68° FESTIVAL DI LOCARNO - CONCORSO

Con JAMES WHITE ci tuffiamo all'interno del cinema indipendente americano tutto cliché e tic isterici metropolitani da nevrosi ed irrealizzazione, per affrontare una storia di sopravvivenza e soprattutto di morte che affligge un ventenne un po' sciroccato ed inquieto, alle prese con una vita da tempo allo sbando, e i gravi problemi di salute che affliggono entrambi i genitori.

Alla morte del padre, la madre organizza un lungo e ridondante funerale in cui la cerimonia, sontuosa e impegnativa, finisce per logorare il già fragile equilibrio che tra i due, lei gallerista tutta contatti e buona società, lui disoccupato in cerca di una diritta via in cui indirizzarsi dopo troppo tempo speso a vivere in modo inconcludente. Quando anche la madre torna ad essere colpita dagli effetti di un brutto male diagnosticato tempo addietro e ora nuovamente risvegliatosi, gli incubi di una disgregazione totale diventano la cruda realtà in cui districarsi, tra ospedali rigidi oberati di pazienti e una distanza caratteriale tra madre e figlio che sembra stia per dividerli ancora più che la morte ormai inesorabilmente imminente.

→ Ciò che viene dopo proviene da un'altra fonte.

PR #1114, opened 2026-03-09
ci: fix dyff comment broken after hardening

gaelgatelement:


.github/workflows/templates-dyff-comment.yml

Regia nervosa che si fissa imperterrita sul volto e gli occhi neri di un Christopher Abbott che sembra un nuovo Marlon Brando più accessibile e meno esclusivo, aggiornato allo sfinimento quotidiano senza uscita, e sul volto devastato dalla sofferenza di Cynthia Nixon, per raccontarci un ritratto realistico, ma anche un po' troppo abbozzato di un'America che si lascia vivere, trascinare tra i fumi di uno sballo e feste sempre più distaccate e fredde, dove l'isolamento e la solitudine riescono ad essere tenute lontane solo da quel che resta di un attaccamento familiare e da vecchie solide amicizie dure a scalfirsi col tempo.

Un po' il tramonto del sogno di gloria americano, guardando con occhi realistici e inebriati dall'euforia resa nervosa da una solitudine di fondo che ormai ci crea un vuoto tutto attorno, celebrato dalla fine irreversibile di un corpo che diviene succube e vittima di una disgregazione non solo fisica, ma anche interiore.